N-glycosylation affects substrate specificity of chicory fructan 1-exohydrolase: evidence for the presence of an inulin binding cleft
Article first published online: 26 JUL 2007
© The Authors (2007). Journal compilation © New Phytologist (2007)
Volume 176, Issue 2, pages 317–324, October 2007
How to Cite
Le Roy, K., Verhaest, M., Rabijns, A., Clerens, S., Van Laere, A. and Van den Ende, W. (2007), N-glycosylation affects substrate specificity of chicory fructan 1-exohydrolase: evidence for the presence of an inulin binding cleft. New Phytologist, 176: 317–324. doi: 10.1111/j.1469-8137.2007.02174.x
- Issue published online: 26 JUL 2007
- Article first published online: 26 JUL 2007
- Received: 21 March 2007 Accepted: 30 May 2007
- fructan 1-exohydrolase (1-FEH IIa);
- site-directed mutagenesis;
- substrate binding cleft;
- substrate specificity
- • Recently, the three-dimensional structure of chicory (Cichorium intybus) fructan 1-exohydrolase (1-FEH IIa) in complex with its preferential substrate, 1-kestose, was determined. Unfortunately, no such data could be generated with high degree of polymerization (DP) inulin, despite several soaking and cocrystallization attempts.

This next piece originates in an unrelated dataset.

PR #170, opened 2016-09-13
Remove duplicated variables defined in header file

migueldvb:


allegroLeiden:
Oops, I don't know how that happened!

- • Here, site-directed mutagenesis data are presented, supporting the presence of an inulin-binding cleft between the N- and C-terminal domains of 1-FEH IIa. In general, enzymes that are unable to degrade high DP inulins contain an N-glycosylation site probably blocking the cleft. By contrast, inulin-degrading enzymes have an open cleft configuration.
- • An 1-FEH IIa P294N mutant, introducing an N-glycosylation site near the cleft, showed highly decreased activity against higher DP inulin. The introduction of a glycosyl chain most probably blocks the cleft and prevents inulin binding and degradation.
- • Besides cell wall invertases, fructan 6-exohydrolases (6-FEHs) also contain a glycosyl chain most probably blocking the cleft. Removal of this glycosyl chain by site-directed mutagenesis in Arabidopsis thaliana cell wall invertase 1 and Beta vulgaris 6-FEH resulted in a strong decrease of enzymatic activities of the mutant proteins. By analogy, glycosylation of 1-FEH IIa affected overall enzyme activity. These data strongly suggest that the presence or absence of a glycosyl chain in the cleft is important for the enzyme's stability and optimal conformation.